= Beginning of Section =

PR #496, opened 2023-01-09
fix: adm update metrics to be consistent

tiftran:
Currently, we only have metrics for updates for changes that occur for the adm filters. This made it hard to determine whether there was an attempt at an update or whether there were no changes. Added metrics for check attempts.

In addition, changed metric from adm.filter to filter.adm for consistency

### DIFF
--- a/src/adm/filter.rs
+++ b/src/adm/filter.rs
@@ -474,13 +474,18 @@ impl AdmFilter {
 
 #[cfg(test)]
 mod tests {
+    use std::sync::Arc;
+    use std::time::Duration;
+    use actix_web::rt;
     use super::{check_url, AdmFilter};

= End of Section =

### YOUR OBJECTIVE:
Note how many lines of the material hold the word "update", then state that number alone.

### WRITTEN RESPONSE:
2